What is being asked:
Print out every entry, keeping each line identical to the original.

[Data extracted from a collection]
PR #651, opened 2025-11-11
More python bindings

madsbk:
A lot of python bindings including a helper method that automatically extract and unspill a `TableChunk` (used in https://github.com/rapidsai/cudf/pull/20583):

```python
class TableChunk:
    ...
    def make_available_and_spill(
        self, BufferResource br not None, *, allow_overbooking
    ):
        """
        Make this table chunk available on device, spilling other data if necessary.

        Ensures that the data backing this table chunk is made available in device
        memory. If there is insufficient free memory to complete the operation, the
        buffer resource may spill other data until enough space has been freed.

        Parameters
        ----------
        br
            Buffer resource used for allocations and spill management.
        allow_overbooking
            Whether the memory reservation may temporarily exceed the current
            allocation limit.

        Returns
        -------
        A new table chunk with its data made available on device.

        Raises
        ------
        MemoryError
            If the allocation or spilling process fails to free enough memory.

        Warnings
        --------
        The original table chunk is released and must not be used after this call.

        Examples
        --------
        >>> # Make the data of an existing chunk available on device
        >>> chunk = chunk.make_available_and_spill(br, allow_overbooking=False)
        >>> chunk.table_view()
        """
```


python/rapidsmpf/rapidsmpf/streaming/cudf/table_chunk.pyx
```diff
@@ -291,6 +302,47 @@ cdef class TableChunk:
...
+
+        As part of the move, a copy or unpack operation may be performed,
+        using the associated CUDA stream for execution. After this call,
+        the current object is left in a moved-from state and should not be
+        accessed further except for reassignment, movement, or destruction.
+
+        Parameters
+        ----------
+        reservation
+            Memory reservation used for allocations, if needed.
```
pentschev:
```suggestion
            Memory reservation used for allocations, if making data available
            is needed.
```

python/rapidsmpf/rapidsmpf/streaming/core/spillable_messages.pyi
```diff
@@ -0,0 +1,12 @@
+# SPDX-FileCopyrightText: Copyright (c) 2025, NVIDIA CORPORATION & AFFILIATES.
+# SPDX-License-Identifier: Apache-2.0
+
+from rapidsmpf.buffer.content_description import ContentDescription
+from rapidsmpf.buffer.resource import BufferResource
+from rapidsmpf.streaming.core.message import Message
+
+class SpillableMessages:
+    def insert(self, message: Message) -> int: ...
+    def extract(self, mid: int) -> Message: ...
```
wence-:
```suggestion
    def insert(self, message: Message[Payload]) -> int: ...
    def extract(self, mid: int) -> Message[Payload]: ...
```

with appropriate import. Some typecheckers otherwise infer `Unknown` for the generic payload type.

python/rapidsmpf/rapidsmpf/streaming/cudf/table_chunk.pyx
```diff
@@ -330,3 +382,69 @@ cdef class TableChunk:
         True if the table chunk can be spilled, otherwise, False.
         """
         return deref(self.handle_ptr()).is_spillable()
+
+
+@singledispatch
```
wence-: *suggestion*: I think there's no need for `get_table_chunk` to accept a `Message`, since the thing it does in that case (`chunk = TableChunk.from_message(msg)`) is trivially available to the user.

Then this utility becomes a method of `TableChunk` that wraps up `make_available` with obtaining a reservation.

Could we instead implement a `to_device` utility method on `TableChunk`?

```
def to_device(self, BufferResource br not None, *, allow_overbooking):
    cdef MemoryReservation res = br.reserve_and_spill(...)
    return self.make_available(res)
```

wence- (changes requested):

python/rapidsmpf/rapidsmpf/streaming/cudf/table_chunk.pyx
madsbk: @wence- WDYT?

madsbk:
@wence- anything else?

PR #662, opened 2025-11-13
Include number of bytes spilled in nvtx payload

TomAugspurger:


nirandaperera:
I tested out the `HostBuffer` with @TomAugspurger's [reproducer](https://gist.github.com/TomAugspurger/d5b0d3b0e5765e448aa07a4fcc706171). 

image

Left is with HostBuffer and right is with std::vector. 
Now, `Buffer::allocate` time is insignificant. However, now `cudaMemcpyAsync` is taking up almost all the gains. The total time for each `insert` is more or less the same. :confused: 
Does `cudaMemcpyAsync` initialize memory before copying?

PR #665, opened 2025-11-14
[MINOR] Increase CI timeout to 10m

nirandaperera:
Currently CI test timeout is capped at 5m, but the test coverage has increased a lot during the past few months. We have seen some timeouts just because the test runs gets clipped by the timeout tool. 
So, this PR increases the timeout to 10m.


pentschev (approved):

bdice (approved):
Please write a PR description before merging so that the history of why this change occurred is preserved.

KyleFromNVIDIA (approved):

PR #679, opened 2025-11-20
Add missing `rrun` support to C++ benchmarks

pentschev:
Some C++ benchmarks are still missing `rrun` support, this change closes that gap.


pentschev:
Thanks Kyle and Mads!

PR #680, opened 2025-11-20
Add missing `rrun` support to Python benchmark

pentschev:
Expose functions to create UCXX communicators when launching with `rrun` to Python and support it with `bulk_mpi_shuffle` benchmark. Tests are not added in this PR because the existing `pytest` structure depends heavily on MPI, this will need to be done in a follow-up PR. Additionally, add a check for `rrun` and raise an exception in `streaming_benchmark` since it depends on `allreduce` that is currently implemented by MPI and we still don't have `allreduce` that's independent of MPI.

Written response:
PR #651, opened 2025-11-11
More python bindings

madsbk:
A lot of python bindings including a helper method that automatically extract and unspill a `TableChunk` (used in https://github.com/rapidsai/cudf/pull/20583):

```python
class TableChunk:
    ...
    def make_available_and_spill(
        self, BufferResource br not None, *, allow_overbooking
    ):
        """
        Make this table chunk available on device, spilling other data if necessary.

        Ensures that the data backing this table chunk is made available in device
        memory. If there is insufficient free memory to complete the operation, the
        buffer resource may spill other data until enough space has been freed.

        Parameters
        ----------
        br
            Buffer resource used for allocations and spill management.
        allow_overbooking
            Whether the memory reservation may temporarily exceed the current
            allocation limit.

        Returns
        -------
        A new table chunk with its data made available on device.

        Raises
        ------
        MemoryError
            If the allocation or spilling process fails to free enough memory.

        Warnings
        --------
        The original table chunk is released and must not be used after this call.

        Examples
        --------
        >>> # Make the data of an existing chunk available on device
        >>> chunk = chunk.make_available_and_spill(br, allow_overbooking=False)
        >>> chunk.table_view()
        """
```


python/rapidsmpf/rapidsmpf/streaming/cudf/table_chunk.pyx
```diff
@@ -291,6 +302,47 @@ cdef class TableChunk:
...
+
+        As part of the move, a copy or unpack operation may be performed,
+        using the associated CUDA stream for execution. After this call,
+        the current object is left in a moved-from state and should not be
+        accessed further except for reassignment, movement, or destruction.
+
+        Parameters
+        ----------
+        reservation
+            Memory reservation used for allocations, if needed.
```
pentschev:
```suggestion
            Memory reservation used for allocations, if making data available
            is needed.
```

python/rapidsmpf/rapidsmpf/streaming/core/spillable_messages.pyi
```diff
@@ -0,0 +1,12 @@
+# SPDX-FileCopyrightText: Copyright (c) 2025, NVIDIA CORPORATION & AFFILIATES.
+# SPDX-License-Identifier: Apache-2.0
+
+from rapidsmpf.buffer.content_description import ContentDescription
+from rapidsmpf.buffer.resource import BufferResource
+from rapidsmpf.streaming.core.message import Message
+
+class SpillableMessages:
+    def insert(self, message: Message) -> int: ...
+    def extract(self, mid: int) -> Message: ...
```
wence-:
```suggestion
    def insert(self, message: Message[Payload]) -> int: ...
    def extract(self, mid: int) -> Message[Payload]: ...
```

with appropriate import. Some typecheckers otherwise infer `Unknown` for the generic payload type.

python/rapidsmpf/rapidsmpf/streaming/cudf/table_chunk.pyx
```diff
@@ -330,3 +382,69 @@ cdef class TableChunk:
         True if the table chunk can be spilled, otherwise, False.
         """
         return deref(self.handle_ptr()).is_spillable()
+
+
+@singledispatch
```
wence-: *suggestion*: I think there's no need for `get_table_chunk` to accept a `Message`, since the thing it does in that case (`chunk = TableChunk.from_message(msg)`) is trivially available to the user.

Then this utility becomes a method of `TableChunk` that wraps up `make_available` with obtaining a reservation.

Could we instead implement a `to_device` utility method on `TableChunk`?

```
def to_device(self, BufferResource br not None, *, allow_overbooking):
    cdef MemoryReservation res = br.reserve_and_spill(...)
    return self.make_available(res)
```

wence- (changes requested):

python/rapidsmpf/rapidsmpf/streaming/cudf/table_chunk.pyx
madsbk: @wence- WDYT?

madsbk:
@wence- anything else?

PR #662, opened 2025-11-13
Include number of bytes spilled in nvtx payload

TomAugspurger:


nirandaperera:
I tested out the `HostBuffer` with @TomAugspurger's [reproducer](https://gist.github.com/TomAugspurger/d5b0d3b0e5765e448aa07a4fcc706171). 

image

Left is with HostBuffer and right is with std::vector. 
Now, `Buffer::allocate` time is insignificant. However, now `cudaMemcpyAsync` is taking up almost all the gains. The total time for each `insert` is more or less the same. :confused: 
Does `cudaMemcpyAsync` initialize memory before copying?

PR #665, opened 2025-11-14
[MINOR] Increase CI timeout to 10m

nirandaperera:
Currently CI test timeout is capped at 5m, but the test coverage has increased a lot during the past few months. We have seen some timeouts just because the test runs gets clipped by the timeout tool. 
So, this PR increases the timeout to 10m.


pentschev (approved):

bdice (approved):
Please write a PR description before merging so that the history of why this change occurred is preserved.

KyleFromNVIDIA (approved):

PR #679, opened 2025-11-20
Add missing `rrun` support to C++ benchmarks

pentschev:
Some C++ benchmarks are still missing `rrun` support, this change closes that gap.


pentschev:
Thanks Kyle and Mads!

PR #680, opened 2025-11-20
Add missing `rrun` support to Python benchmark

pentschev:
Expose functions to create UCXX communicators when launching with `rrun` to Python and support it with `bulk_mpi_shuffle` benchmark. Tests are not added in this PR because the existing `pytest` structure depends heavily on MPI, this will need to be done in a follow-up PR. Additionally, add a check for `rrun` and raise an exception in `streaming_benchmark` since it depends on `allreduce` that is currently implemented by MPI and we still don't have `allreduce` that's independent of MPI.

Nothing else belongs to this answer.